### WORK ITEM
Where a line of the listing below includes the word "deleted", reproduce that line.

+ + + + + + +

PR #141, opened 2017-10-25
Travis now only tests on Node v8

illepic:


illepic:
@geoff-winner still need the `engines` key in package.json, this PR doesn't negate that open issue.

PR #144, opened 2017-10-30
Feature/v10/jumbotron

jryanconklin:
This PR will:

- Update `.gitignore` to deal with unwanted system files
- Update package-lock
- Add modularized Bootstrap 4 jumbotron component

The jumbotron-fluid implementation requires an inner `container` class wrapping the content. To account for that here I have two if statements in Twig for `jumbotron_fluid` but can imagine there's a better way to accomplish this.

### DIFF
--- a/.gitignore
+++ b/.gitignore
@@ -7,6 +7,8 @@ source/_data/scss*.json
 # OS generated files
 .DS_Store
 .DS_Store?
+._.DS_Store
+._.DS_Store?
 
 # Dependencies
 bower_components
@@ -15,6 +17,7 @@ node_modules
 # Generated files
 *.sass-cache/
 .eslintcache
+*unison.*
 
 #IDE plugins
 .idea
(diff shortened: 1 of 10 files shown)


.gitignore
```diff
@@ -15,6 +17,7 @@ node_modules
 # Generated files
 *.sass-cache/
 .eslintcache
+*unison.*
```
illepic: 👏

source/_patterns/02-molecules/jumbotron/index.js
```diff
@@ -0,0 +1,24 @@
...
+import image from 'atoms/image';
+import button from 'atoms/button';
+
+// Module styles
+import './_jumbotron.scss';
+
+export default {
+  name: 'jumbotron',
+  deps: [base, image, button],
+  enable($context, { enableHolder }) {
```
illepic: @jryanconklin remove holder destructuring and logic below. This is only needed in the image component.

PR #1244, opened 2016-12-14
Rework relay group subcommands and write output docs

vanstee:


test/commands/relay_group/member/remove_test.exs
```diff
@@ -0,0 +1,26 @@
+defmodule Cog.Test.Commands.RelayGroupTest do
```
mpeck: Should this be `Cog.Test.Commands.Member.RemoveTest`

vanstee: Yep, thanks

PR #1250, opened 2016-12-14
rework rule command

mpeck:


lib/cog/commands/rule.ex
```diff
@@ -1,85 +1,31 @@
 defmodule Cog.Commands.Rule do
-  use Cog.Command.GenCommand.Base,
-    bundle: Cog.Util.Misc.embedded_bundle
 
-  alias Cog.Commands.Rule.{Info, List, Create, Delete}
   require Cog.Commands.Helpers, as: Helpers
```
vanstee: I think we can change this to an `alias` now as well FWIW. Not necessary though.

PR #1252, opened 2016-12-14
Remove support for Mustache templates

### LINKED ISSUE #1248: Remove Mustache templating support
With the addition of [Greenbar](https://github.com/operable/greenbar) templates, we can finally remove support for the old Mustache templates.

Among other things, this means the removal of the following:
1. Our dependency on [FuManchu](https://github.com/operable/fumanchu): https://github.com/operable/cog/blob/c0041e439dee3c2213f28444d95f995cfec75a1d/mix.exs#L65
2. The "old template logic" function head in the executor: https://github.com/operable/cog/blob/c0041e439dee3c2213f28444d95f995cfec75a1d/lib/cog/command/pipeline/executor.ex#L325-L351
3. Removal of the extracted "old template" module: https://github.com/operable/cog/tree/c0041e439dee3c2213f28444d95f995cfec75a1d/lib/cog/template/old, and renaming and reconsolidating the "new template" logic: https://github.com/operable/cog/tree/c0041e439dee3c2213f28444d95f995cfec75a1d/lib/cog/template
4. Removal of all "old template" logic in our TemplateRepository: https://github.com/operable/cog/blob/ed228d522814eab01761bc00c38d4490a2d637ce/lib/cog/repository/templates.ex

There's probably some other cleanup as well (database entries for old common templates?), but these are just from the top of my head.

christophermaier:
It's time to yank this; everybody should be using Greenbar!

Buried in this is also effectively a revert of
2f4a707

Fixes #1248


christophermaier:
Dropping in favor of #1261

PR #1258, opened 2016-12-16
command helpers cleanup

mpeck:


lib/cog/commands/alias.ex
```diff
@@ -0,0 +1,38 @@
...
+    do: Repo.get_by(UserCommandAlias, name: user_alias, user_id: user_id)
+  def get_command_alias(_, "site:" <> site_alias),
+    do: Repo.get_by(SiteCommandAlias, name: site_alias)
+  def get_command_alias(user_id, alias) do
+    case get_command_alias(user_id, "user:#{alias}") do
+      nil ->
+        get_command_alias(user_id, "site:#{alias}")
+      src_alias ->
+        src_alias
+    end
```
vanstee: I approved the PR so this is just a style question, but is the following less favored in functional programming? I just see it all the time in Ruby and liked the pattern. Not advocating a change here, just curious.

```elixir
get_command_alias(user_id, "user:#{alias}") ||
  get_command_alias(user_id, "site:#{alias}")
```

mpeck: idk to be honest. I generally stay away from that syntax because it can be confusing, but I'm not really passionate about it.

PR #1274, opened 2016-12-20
Link triggers and their users via FK constraint

### LINKED ISSUE #1246: Trigger users need to have referential integrity
Triggers need to be linked to their users. Users can be deleted from the system, but the triggers remain behind, even showing the name of now-deleted user. The trigger can no longer be executed, either. If another user with the same name is created, the trigger will be run as that user instead.

Triggers need to be linked with referential integrity constraints to their users. When a user is deleted, we should either a) prevent the deletion or b) set the trigger user to `NULL`.

christophermaier:
If you attempt to delete a user that is currently associated with any
triggers (i.e., that user is the one the triggers run as), the request
will be blocked.

This will prevent triggers from breaking when users are deleted,
allowing operators to re-wire their triggers as appropriate.

Fixes #1246

### DIFF
--- a/priv/repo/migrations/20161220162331_trigger_user_referential_integrity.exs
+++ b/priv/repo/migrations/20161220162331_trigger_user_referential_integrity.exs
@@ -1,0 +1,13 @@
+defmodule Cog.Repo.Migrations.TriggerUserReferentialIntegrity do
+  use Ecto.Migration
+
+  def change do
+    execute """
+    ALTER TABLE triggers
+    ADD CONSTRAINT triggers_as_user_fkey
+    FOREIGN KEY(as_user) REFERENCES users(username)
+    ON DELETE RESTRICT
+    ON UPDATE CASCADE
+    """
+  end
+end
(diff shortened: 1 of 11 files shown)


priv/repo/migrations/20161220162331_trigger_user_referential_integrity.exs
```diff
@@ -0,0 +1,13 @@
+defmodule Cog.Repo.Migrations.TriggerUserReferentialIntegrity do
+  use Ecto.Migration
+
+  def change do
+    execute """
+    ALTER TABLE triggers
+    ADD CONSTRAINT triggers_as_user_fkey
+    FOREIGN KEY(as_user) REFERENCES users(username)
+    ON DELETE RESTRICT
+    ON UPDATE CASCADE
```
vanstee: This looks good, but wouldn't it be nicer to store the user id here instead? Then we wouldn't have to worry about updates.

christophermaier: We talked about that, but decided to keep the username for now since it was more compatible with the current schema, and using the ID would require a more complicated migration and additional code modifications. It's also as unique as the ID.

+ + + + + + +

### RESULT FOR THIS EXERCISE
Triggers need to be linked to their users. Users can be deleted from the system, but the triggers remain behind, even showing the name of now-deleted user. The trigger can no longer be executed, either. If another user with the same name is created, the trigger will be run as that user instead.
Triggers need to be linked with referential integrity constraints to their users. When a user is deleted, we should either a) prevent the deletion or b) set the trigger user to `NULL`.
This will prevent triggers from breaking when users are deleted,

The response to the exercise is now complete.